Fruits and Vegetables
Fruits and vegetables provide an assortment of vitamins, minerals and antioxidants, which help protect your body from infections and disease. According to a "Nutrition Science News" article from January 1999, the antioxidant vitamin C may reduce cartilage loss and reduce the progression of osteoarthritis. Antioxidants may also help reduce tissue damage associated with chronic joint pain. Valuable sources of vitamin C include red bell peppers, citrus fruits, berries, tomatoes, spinach, broccoli, baked potatoes with skin and sweet potatoes. Additional antioxidant-rich fruits and vegetables include cantaloupe, guava, mangoes, Brussels sprouts, cabbage, pumpkin, red grapes, red plums, pears and apples. Incorporate a variety of fruits and vegetables into your meals and snacks routinely for maximum benefits.
Dairy Products
Dairy products provide significant amounts of protein and nutrients, such as vitamin D, B vitamins and calcium. According to the University of Maryland Medical Center, consuming 1,500mg of calcium per day can help heal muscles and connective tissue -- primary causes of joint pain associated with tendinitis. To meet your calcium needs, aim for three or more servings of dairy products or calcium-rich equivalents daily. Consuming airy products in modest amounts throughout each day rather than consuming all of your calcium at once enhances absorption. Examples of calcium-rich, nutritious dairy products include skim and low-fat milk, yogurt, cottage cheese, sour cream and hard cheeses. Choose low-fat versions most often to prevent excessive saturated fat intake.
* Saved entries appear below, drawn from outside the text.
PR #589, opened 2026-05-25
CU-86c9nh6hq - add skills and integrations crds

shay-cohen:
# Komodor Agent — Klaudia Integration & Skill Sync (Helm)

## What this PR adds

Two new Custom Resource Definitions and the wiring needed for the agent to manage them:

| Kind | Group | Plural | Purpose |
|---|---|---|---|
| `MCPIntegration` | `app.komodor.com/v1alpha1` | `mcpintegrations` (`mcpi`) | Declaratively manage Klaudia MCP integrations from a cluster. |
| `Skill` | `app.komodor.com/v1alpha1` | `skills` (`ks`) | Declaratively manage Klaudia skills referenced by integrations. |

The agent (k8s-watcher) reconciles these CRs against the Komodor public-API. The chart-side change is everything needed to make that controller deployable: CRDs, config, RBAC, secret, validation.

---

### New

- `charts/komodor-agent/crds/mcpintegration.yaml` — `MCPIntegration` CRD.
- `charts/komodor-agent/crds/skill.yaml` — `Skill` CRD.
- `charts/komodor-agent/templates/secret-public-api-key.yaml` — Secret rendered from `publicApiKey` value (skipped if `publicApiKeySecret` is provided).

### Modified

- `charts/komodor-agent/values.yaml` — top-level `publicApiKey*` keys + `capabilities.klaudiaIntegrationSync` block.
- `charts/komodor-agent/templates/configmap.yaml` — renders the four new sync settings into the agent ConfigMap.
- `charts/komodor-agent/templates/clusterrole-k8s-watcher.yaml` — RBAC for the new resources + `secrets:get`.
- `charts/komodor-agent/templates/_helpers.tpl` — `komodorAgent.publicApiKey.secret.name` and `komodorAgent.publicApiKeySecretRef`.
- `charts/komodor-agent/templates/validations.yaml` — fail-fast if the capability is enabled without a public API key.
- `charts/komodor-agent/templates/watcher/_containers.tpl` — injects `KOMOKW_PUBLIC_API_KEY` into the watcher container when the capability is enabled.

---

## CRDs

Both CRDs live in `charts/komodor-agent/crds/`. Helm guarantees `crds/` are applied **before** any rendered manifest, so the controller can register informers on first start. CRDs in `crds/` are also intentionally **not removed** on `helm uninstall` (they need `kubectl delete crd ...` manually) — this is the standard chart contract and protects users from losing CR data on accidental uninstall.

### `MCPIntegration`

- `subresources.status: {}` → controller writes status without bumping `metadata.generation`.
- Printer columns: `Phase`, `IntegrationID`, `Tools` (count), `Age`.
- Required spec fields: `name`, `mcp_server`, `connectivity`.
- CEL validations enforce:
  - exactly one of `skill_id` / `skill_ref`,
  - per-`auth.method` block presence (`static_token` / `oauth2_client_credentials` / `token_exchange`),
  - `value` XOR `value_ref` for token references,
  - `agent_tunnel` only when `connectivity.mode == agent-tunnel`,
  - `secret_refs[].path` restricted to `mcp_server.headers.*` (extension point — backend currently uses this only for header injection).
- `status` is mostly opaque (`x-kubernetes-preserve-unknown-fields: true`) plus an explicit `toolCount` integer used by the printer column.

### `Skill`

- Required: `name`, `description`, `instructions` (with `maxLength` caps: 200 / 2000 / 50000).
- `use_cases` enum: `[chat, rca]` (default both).
- Printer columns: `Phase`, `SkillID`, `Age`.

Both CRDs are namespaced. `MCPIntegration.spec.skill_ref` resolves a sibling `Skill` in the same namespace.

---

## values.yaml — new keys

Fatty Fish, Flaxseed and Walnuts
Fatty fish, flaxseed and walnuts provide omega-3 fatty acids -- healthy fats your body requires and must obtain from dietary sources. Omega-3 fats promote positive heart health and brain function and may help alleviate pain and inflammation linked with arthritis, according to the University of Maryland Medical Center. For maximum benefits, incorporate fatty fish, such as salmon, albacore tuna, herring, lake trout, halibut, flounder and sardines, and ground flaxseed, flaxseed oil, walnuts or walnut oil into your diet regularly. Choose fish over red meat, which may exacerbate inflammation, most often for added benefits.